(MATERIAL PROVIDED)

PR #189, opened 2022-03-22
Complete Whitespace cases

tgrapperon:
Following #185, I've completed the list of cases to match `CharacterSet.whitespace` and `CharacterSet.newlines`.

(End MATERIAL PROVIDED)

• BRIEF:
Transcribe, without alteration, the line that contains "Complete Whitespace cases" together with all lines after it in the listing above.

• WRITTEN REPLY:
Complete Whitespace cases

tgrapperon:
Following #185, I've completed the list of cases to match `CharacterSet.whitespace` and `CharacterSet.newlines`.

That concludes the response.